Recent research performed on volunteers and patients suggested that diet, health, and basal metabolic rates (BMR) are factors controlling the bodily Zn isotope compositions (isotopic homeostasis). However, our poor understanding of the variability of Zn distribution among the different organs and fluids of the human body, and the ensuing isotope fractionation, limits the use of this isotopic system as a typical diagnostic tool for cancers and for past hominin diet reconstructions. Using box model calculations, we investigated the dynamics of Zn isotope variability in blood and other body tissues as well as the consistency of the hypothesis of heavy Zn isotope accumulation through time in the human body. We compare the results of the model with data obtained from control feeding experiments and from archeological samples.

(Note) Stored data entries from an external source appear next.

PR #353, opened 2025-09-28
Fix Metainfo Formatting

RayJW:
Small fix, just saw by chance that the changelog you added for the upcoming release would stop the Flatpak from being built. The formatting for the release tag in metainfo file prohibits any tags that are not either `p`, `ol`, `ul`, `li`, `em`, or `code`. Just quickly removed them, unless you would like them replaced with `em` for emphasis?


CyberTimon:
Oh I see - thank you! I wasn't aware of this.

RayJW:
> Oh I see - thank you! I wasn't aware of this.

No problem! I should've warned you about that limitation '^^ The same should also be done across the new text you added right as I was creating the PR. Didn't see there was new stuff :)

CyberTimon:
Done, thanks!

Issue #362, opened 2025-10-01
Crash With Newest Release


RayJW:
### What happened?

With the newest release, the Flatpak is now reliably crashing. It seems like this is most likely an issue with the newly introduced logging system.

### What did you expect to happen?

No crashing.

### How can we reproduce this?

1. Install the Flatpak.
2. Start RapidRAW and open a folder.

### Operating System

Other Linux

### RapidRAW Version

v1.4.1

### Additional information

[app.log](https://github.com/user-attachments/files/22639187/app.log)

### Similar issues

- [x] I have searched existing issues and didn't find a duplicate

CyberTimon:
@riccio8 Please take a look here, seems related to https://github.com/CyberTimon/RapidRAW/pull/347

prokoudine:
Confirmed

riccio8:
> ### What happened?
> 
> With the newest release, the Flatpak is now reliably crashing. It seems like this is most likely an issue with the newly introduced logging system.
> 
> ### What did you expect to happen?
> 
> No crashing.
> 
> ### How can we reproduce this?
> 
> 1. Install the Flatpak.
> 2. Start RapidRAW and open a folder.
> 
> ### Operating System
> 
> Other Linux
> 
> ### RapidRAW Version
> 
> v1.4.1
> 
> ### Additional information
> 
> [app.log](https://github.com/user-attachments/files/22639187/app.log)
> 
> ### Similar issues
> 
> - [x] I have searched existing issues and didn't find a duplicate

Can you reproduce the error setting Debug or Info as log level?

riccio8:
> ### What happened?
> 
> With the newest release, the Flatpak is now reliably crashing. It seems like this is most likely an issue with the newly introduced logging system.
> 
> ### What did you expect to happen?
> 
> No crashing.
> 
> ### How can we reproduce this?
> 
> 1. Install the Flatpak.
> 2. Start RapidRAW and open a folder.
> 
> ### Operating System
> 
> Other Linux
> 
> ### RapidRAW Version
> 
> v1.4.1
> 
> ### Additional information
> 
> [app.log](https://github.com/user-attachments/files/22639187/app.log)
> 
> ### Similar issues
> 
> - [x] I have searched existing issues and didn't find a duplicate

Can you try this please?

https://github.com/CyberTimon/RapidRAW/actions/runs/18197442061#artifacts

RayJW:
[...]

PR #366, opened 2025-10-02
Patch for crash in v1.4.1 using flatpak 

riccio8:
This is the first patch for the error described in issue https://github.com/CyberTimon/RapidRAW/issues/362 

It introduces a more idiomatic way of handling errors and greater controls over the memory mapped file


CyberTimon:
Thank you - LGTM. Let's hope it fixes the Flatpak crash. @RayJW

Model simulations indicate that the absence of an aging drift in non-circumpolar populations cannot be explained by their lower BMR. We argue that the drift observed in the blood of a circumpolar population results from a differential diet between young and older individuals in this population. When applied to the δ66Zn measured in blood, bones, or teeth, the present box model also offers insight into the isotope composition of the human diet, and therefore into its nature. Applying the model to isotopic observations on the remains of past hominins is a promising tool for diet reconstruction.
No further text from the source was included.